Quem são as mães da Bíblia? 7 histórias pouco conhecidas
A Bíblia é frequentemente lida com foco nos personagens principais: os patriarcas, os reis, os profetas, os apóstolos. As mães mais conhecidas, como Maria, Ana, Rute e Joquebede, têm suas histórias contadas e retomadas repetidamente dentro do contexto cristão.
Mas há outras mães nas Escrituras cujas histórias aparecem em poucos versículos, às vezes em apenas uma frase, e que carregam ensinamentos que raramente chegam a ser discutidos. Essas mulheres não estão no centro da narrativa bíblica, mas estão lá, preservadas no texto com um nível de detalhe que indica que sua presença importa.
Em vários casos, o que aconteceu com elas ou o que elas fizeram teve consequências diretas sobre pessoas e eventos que qualquer leitor da Bíblia conhece.
Neste artigo, você vai conhecer mães pouco conhecidas da Bíblia, entender o contexto em que cada uma aparece nas Escrituras e identificar o que a história de cada uma revela sobre Deus, sobre maternidade e sobre a forma como as Escrituras preservam histórias que poderiam ter sido apagadas.
A mãe de Sansão: Manoá e a mulher sem nome que recebeu uma promessa
A mãe de Sansão é uma das personagens mais interessantes do livro de Juízes e, ao mesmo tempo, uma das menos discutidas. Ela não tem nome registrado nas Escrituras. É identificada apenas como "a mulher de Manoá", mas o texto de Juízes 13 dedica mais atenção à sua experiência do que ao próprio marido.
O contexto é o seguinte: Israel estava sob a opressão dos filisteus há quarenta anos, e o anjo do Senhor apareceu a essa mulher, que era estéril, com uma mensagem específica. Juízes 13:3 registra as palavras do anjo: "Eis que és estéril e nunca deste à luz; mas conceberás e darás à luz um filho." O anjo então deu instruções precisas sobre como ela deveria se comportar durante a gravidez e sobre como o filho deveria ser criado: ele seria nazireu a Deus desde o ventre.

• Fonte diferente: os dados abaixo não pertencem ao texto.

PR #203, opened 2022-04-30
Adding more repos

muttoni:
Adding more repos, especially those that integrate with FCL.js, the Flow Client Library (i.e. any app building on Flow)

### DIFF
--- a/data/ecosystems/f/flow.toml
+++ b/data/ecosystems/f/flow.toml
@@ -489,16 +489,7 @@ url = "https://github.com/yellowBirdy/flow-worksop-basic"
 url = "https://github.com/yellowBirdy/monoswap"
 
 [[repo]]
-url = "https://github.com/DappStarter/flowery-nenetir-mQbm"
-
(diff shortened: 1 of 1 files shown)


jubos (changes requested):
Thanks for this update.  Can you remove the DappStarter templates? These are mostly just boilerplate repos.

muttoni:
Done!

jubos:
Thanks for removing those.  I think this PR still needs a bit of filtering.  Are you running an automated process to suggest these repos?  For instance a few are more general and not specific to flow:

https://github.com/RobEnoch/Tatum-js
https://github.com/magiclabs/magic-js
https://github.com/David405/algorand-lending-protocol

In general for tooling that supports multiple ecosystems, those are better suggestions for the General ecosystem. 

Can you do another pass?

muttoni:
Hey @jubos, are we good to merge this now?

jubos:
Thanks merged this!

PR #213, opened 2022-08-04
Pull repo stats

forgetso:
The following modifications to this repo can be used to pull stats on each of the repositories. This helps to identify if they are still actively developed or even offline (status=`404`).

Simply build and leave to run with this command:

```bash
./target/debug/crypto-ecosystems update ./data
```

I did experiment with scraping asynchronously but quickly hit 429 Too Many Requests from GitHub.


jubos:
Cool idea!  This is a bit beyond the scope of this taxonomy since the validate call should be synchronous and not require any kind of network/IO activity to succeed.  It needs to be runnable by the Github actions.  We are also keeping around old repository links since they did exist at some point in time to keep the whole history.  We may change this at some point. 

Creating another repo with this as a functionality could be useful for people contributing to crypto-ecosystems if they wanted to validate particular repos.

PR #226, opened 2022-09-02
update with web3.storage and nft.storage repos

dchoi27:


jubos:
Merged this, thank you for the cleanup.

PR #228, opened 2022-09-04
Add Kamu and Open Data Fabric to the taxonomy

sergiimk:


jubos:
Thanks for these ecosystems, merged!

PR #229, opened 2022-09-04
Update telos.toml

nathanduft44:
Please add Telos data, we're growing quickly.


jubos (changes requested):
For these sub ecosystems, each one needs its own toml file if it doesn't exist already.

PR #2127, opened 2025-08-29
Add repositories to Polkadot-Network

PieWol:
Adding a bunch of repositories that build on the Polkadot Network. This ranges from dApps to substrate pallets and even cryptography. 
Most of these have received a grant from the [web3 foundation](https://grants.web3.foundation/).


yizhao-ec:
Hello, thanks for the PR! I made a small update on the ecosystem name from `Polkadot-Network` to `'Polkadot Network'` to match the ecosystem names correctly.

In terms of repos, I noticed 2 repos that need further review:
* https://github.com/perun-network/polkadot-wallet-grant - seems empty and not enough content to be included
* https://github.com/element36-io/hyperfridge-r0 - I think this is better classified as `RISC Zero` rather than `Polkadot Network` but happy to discuss

PieWol:
Hey @yizhao-ec , thanks for the quick feedback. You are right. The first repo is indeed more of a research project and doesn't contain code. The hyperfridge repo is sadly not Polkadot specific as you correctly indentified. I'll remove them from the list so that we can proceed. Appreciate your help with the naming convention.

Best.

PR #2187, opened 2025-09-29
Add new tags to existing repositories

arawrdn:
#sdk #protocol #wallet


yizhao-ec:
Hey thanks again for the interest and contributions. However, the js and workflow is not the right approach in how we gather data. 

Regarding the migration changes - similar to your other PRs - we also do not plan to currently organize the taxonomy in terms of the functionality of the repos. 

Will close for now, but happy to discuss any questions or issues you have still.

PR #2304, opened 2025-10-17
Anoma: geb + goose-lean (Round 3)

mrrobotcrypto:

- geb (#research #docs)
- goose-lean (#spec #theory)

Both are public and currently not listed in the registry. Small, focused change for easier review. Cross-checked against the author's 17 previously merged PRs to avoid duplicates.


emrecaliskan (approved):
lgtm thx!

PR #2306, opened 2025-10-17
Anoma: anoma-applib + juvix-stdlib (Round 5)

mrrobotcrypto:

- anoma-applib (#sdk #library)
- juvix-stdlib (#language #stdlib)

Both are public and active. Kept the change small and focused; no duplicates with previous PRs.


emrecaliskan:
Ty for the PR! We have both of these connected to Anoma already.

PR #2313, opened 2025-10-20
Anoma: arm-risc0 + Simple-Transfer-Example (Round 7)

mrrobotcrypto:

- anoma/arm-risc0 (#zkvm #arm #rust)
- anoma/Simple-Transfer-Example (#examples #app)

Both repositories are public, active, and not currently listed in the registry. This is a small, focused change intended to ease review. Cross-checked against previously merged PRs to avoid duplicates.


emrecaliskan:
Hi, the first one already exist and is connected to Anoma. The second returns a 404. Ty!

PR #2316, opened 2025-10-20
Algorand Project DecStor added

aniketpitre:
DecStor is a modern web application that demonstrates a decentralized approach to file storage and sharing. It functions as a secure digital "wallet" where users can manage their Algorand accounts, upload files to the InterPlanetary File System (IPFS), and securely share them with other Algorand users.

The core principle of DecStor is to separate file ownership and access from the files themselves. File metadata and sharing permissions are managed by a custom backend, while the files are stored on the decentralized IPFS network. On-chain transactions on the Algorand Testnet are used to create an immutable, verifiable public record of each file share.

### DIFF
--- a/migrations/2025-05-19T235959_algorand_updates
+++ b/migrations/2025-05-19T235959_algorand_updates
@@ -64,3 +64,4 @@ repadd Algorand https://github.com/rushikesh2k04/nft-create
 repadd Algorand https://github.com/rushikesh2k04/nftdev
 repadd Algorand https://github.com/satishccy/arcraft
 repadd Algorand https://github.com/thirumaleshp/hackseries-dynamic-scan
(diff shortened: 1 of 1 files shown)


aniketpitre:
DecStor is a modern web application that demonstrates a decentralized approach to file storage and sharing. It functions as a secure digital "wallet" where users can manage their Algorand accounts, upload files to the InterPlanetary File System (IPFS), and securely share them with other Algorand users.

The core principle of DecStor is to separate file ownership and access from the files themselves. File metadata and sharing permissions are managed by a custom backend, while the files are stored on the decentralized IPFS network. On-chain transactions on the Algorand Testnet are used to create an immutable, verifiable public record of each file share.

PR #2319, opened 2025-10-21
Adding repos from London Hackathon

vestival:
Adding repos from London hackathon https://www.easya.io/events/easya-x-algorand-london-hackathon


emrecaliskan:
Thank you for the PR. LGTM!

PR #2382, opened 2025-11-03
My AlgorandProject

kranthi1306:


yizhao-ec:
Hey, thanks for the PR. However, please conform to the existing format, remove the duplicated file and the file that is just whitespace. I would also recommend rebase to the HEAD of master branch as well.

PR #2384, opened 2025-11-03
Add My Algorand Repository

Tanushree620:
Adds the Tarushree620/Algo-dapp repository to the Algorand ecosystem taxonomy.


yizhao-ec:
Hey, thanks for the PR. However seems like this repo is either private or does not exist. We generally require repos to be publicly accessible so that we can verify ecosystem relationship and fetch developer activity before including into the taxonomy.

PR #2420, opened 2025-11-21
Submitting Algorand project

adithya567-opp:


yizhao-ec:
Hey thanks for the contribution, however Algorand already exists and does not need to be added again. Also, the 2 repos being added appears to be empty or not Algorand related. Happy to discuss if you disagree.

PR #2459, opened 2025-12-11
add CELO MX ecosystem repos for EC indexing

cultureic:


yizhao-ec:
Hello thanks for the PR, can you explain to me why the new `Celo MX` ecosystem is needed? If its just to organize the repos by the geography it would be better if you tag them as Mexico instead rather than creating ecosystem per region/country.

GigaHierz:
Hi @yizhao-ec, 

the ecosystem waschanged to celo.

yizhao-ec:
Thanks for the update! A few more small issues:

*   `https://github.com/CeloMexico/CeloComposer-UPP-tandas` is empty
*   `https://github.com/motusdao/DePayments` (for Celo): The project uses general Web3 technologies (e.g., PrivyProvider, EVM-compatible chains) but lacks specific Celo references in its configuration or code.
*   `https://github.com/ReFi-Starter/regen-eliza` (for Celo): This repository is just a fork of eliza which has Celo code as built in package but I don't think this repo actually uses these plugins in a meaningful way

Please remove these repos unless you disagree with these findings.

PR #2462, opened 2025-12-12
Clean up removed repos

zhang-wenchao:
We performed an up-to-date status check on all repositories using the GitHub API.

Repositories returning a 404 status have been removed, as they are no longer accessible. This PR removes these inaccessible repositories from records.


yizhao-ec:
Hey thanks for doing this, however we plan to keep these repos in the taxonomy for now. Given that we crawl repos over time, we have commits data for many of these repos which should be correctly attributed to their ecosystems and reflected in their developer metrics. Therefore, we will keep the ecosystem - repo connections as is. 

Thanks again for the work.

PR #2540, opened 2026-01-26
submiting algorand project update

Sadiqshaik97:


yizhao-ec:
Hey are you looking to add this repo to Algorand? If so, the line should be:

`repadd algorand https://github.com/Sadiqshaik97/stellafi`

PR #2576, opened 2026-02-17
Sei-weekly-submissions-week-1

Shreyas-sei:
This PR contains submission of repositories of new applications of Sei ecosystem

### DIFF
--- a/migrations/2026-02-17T111937_Sei_update
+++ b/migrations/2026-02-17T111937_Sei_update
@@ -4,7 +4,3 @@ repadd "New Festival Town" https://github.com/AsharaStudios/nft-web
 repadd "New Festival Town" https://github.com/AsharaStudios/NewFestivalTown-IAPersonalities
 ecoadd "PredP.red"
 repadd "PredP.red" https://github.com/PredPred-HQ/PredPred-HQ
-ecoadd "Sakura Nexus"
-repadd "Sakura Nexus" https://github.com/EvanKuo2212/sakura-nexus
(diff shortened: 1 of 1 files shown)


yizhao-ec:
Hey thanks for the contribution. 

For the first 2 links, looks like they are an user and an organization but the migrations are structured to be linked to the direct repos instead. Separately, the 2 repo links you provided both seem to be not public. 

Please update the first 2 new ecosystems to be linked to their repos, and either remove the other 2 repos or modify to public repos for those ecosystems. 

We also typically want to ensure projects reach a certain size before creating their own ecosystem, so may want to verify that as well.

Shreyas-sei:
I have edited the PR with the above mentioned changes. Just a small doubt what would be a quantifiable measure for projects to have their own ecosystem, for example, new Festival Town has a good number of users: https://app.artemisanalytics.com/application-activity/sei/application/new_festival_town?cameFrom=onchainExplorer

yizhao-ec:
Thanks for the update. I think New Festive Town as an ecosystem makes sense given they are supported by a full Github organization with their own website, however I'm less confident about the others. 

For example, both of these are no longer public:
- https://github.com/EvanKuo2212/sakura-nexus
- https://github.com/tim0ps/slime-nitro-machine

Shreyas-sei:
Thank you for flagging it, I will remove the repositories that are actually private

Shreyas-sei:
PredPred-HQ actually has a website too and they are an active project building on top of Sei so I would request we keep it

PR #2720, opened 2026-03-04
Algorand project submission

lasya-563:


yizhao-ec:
Hey thanks for the PR, can you add this as a new migration file instead of modifying an existing one?

PR #2762, opened 2026-03-22
submitting algorand project india 

BDutta18:


yizhao-ec:
Hello thanks for the PR, looks like this is white space only. Closing for now.

PR #2838, opened 2026-04-20
Add AIMilestone for Conflux Hackfest 2026

NathanWu77:


yizhao-ec:
Hey thanks for the PR, but I think it would be cleaner to not create ecosystems per event and rather just keep the connection to `Conflux Network` directly. You should also quote the ecosystem name that are multi-word. 

I think the commit should be just:

`repadd "Conflux Network" https://github.com/NathanWu77/global-hackfest-2026`

PR #2870, opened 2026-05-10
new midnight ecosystem repos

laurenelee:
May 10, 2026


laurenelee:
Is there a reason why Midnight does not show up on the main page of [Developer Report](https://www.developerreport.com/)? We have an ecosystem [page](https://www.developerreport.com/ecosystems/midnight), but it would be awesome to see Midnight on the main list as well!

yizhao-ec:
We typically only show the largest ecosystems on the Developer Report website and update it monthly as ecosystems grow. We should be updating it soon and will likely include Midnight.

PR #2919, opened 2026-07-03
Adding RiseIn Community Repos: Stellar — June 2026 Builder Challenge

Rise-In:

PR #2955, opened 2026-08-06
Adding RiseIn Community Repos: Stellar — July 2026 Builder Challenge

Rise-In:


yizhao-ec:
Hello, thanks for the PR. Same question as #2919, why the separate `Stellar EC` ecosystem here?

Rise-In:
Thanks! Same as the June PR — "Stellar EC" was just an internal label on our side; these are all Stellar projects from our Rise In Builder Challenge. I've updated the migration to `repadd Stellar` and fixed the title, so they connect directly to the Stellar ecosystem. 🙏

O que chama atenção no texto é a forma como essa mulher respondeu. Ela foi direto ao marido, contou o que havia acontecido e descreveu o anjo com precisão. Manoá orou pedindo que o anjo voltasse para dar mais instruções. Quando o anjo voltou, apareceu novamente à mulher, e ela foi buscar Manoá. Ao longo de toda a narrativa, ela demonstra clareza, compostura e discernimento.
Quando Manoá ficou apavorado após perceber que havia falado com o anjo do Senhor e concluiu que iriam morrer, foi sua esposa quem raciocinou de forma mais calma. Juízes 13:23 registra sua resposta: "Se o Senhor nos quisesse matar, não aceitaria das nossas mãos o holocausto e a oferta de manjares, nem nos teria mostrado todas estas coisas, nem agora nos teria anunciado tais coisas." Ela entendeu a lógica da revelação divina quando o marido estava paralisado pelo medo.
Essa mulher sem nome recebeu uma promessa, a cumpriu, criou Sansão dentro das instruções que havia recebido e demonstrou uma capacidade de discernimento espiritual que o texto preserva com clareza. O que ela plantou na vida de Sansão não foi o bastante para evitar os erros que ele cometeu, mas a entrega dela ao chamado que recebeu é registrada com precisão pelas Escrituras.
A mãe de Jabez: a mulher que nomeou seu filho com dor
Jabez aparece em uma das passagens mais curiosas de 1 Crônicas. Em meio a longas listas genealógicas que ocupam os primeiros capítulos do livro, o texto para brevemente em 1 Crônicas 4:9-10 para registrar dois versículos sobre Jabez que não seguem o padrão das genealogias ao redor.
O versículo 9 começa com uma observação sobre sua mãe: "E Jabez foi mais ilustre do que seus irmãos; e sua mãe o chamou Jabez, dizendo: Porque o dei à luz com dor." O nome Jabez em hebraico está relacionado à palavra atsav, que significa "dor" ou "tristeza". Ela nomeou o filho com a experiência que marcou seu nascimento.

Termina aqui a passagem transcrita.